= INPUT RECORDS =
PR #3294, opened 2023-12-07
Allow lossless conversions from float into integral types

rcoh:
## Checklist

----


rust-runtime/aws-smithy-types/src/number.rs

= ACTIVITY =
Restate word for word the lines running from the line that holds "## Checklist" to the final line of the entries.

= RESPONSE TO THIS EXERCISE =
## Checklist

----


rust-runtime/aws-smithy-types/src/number.rs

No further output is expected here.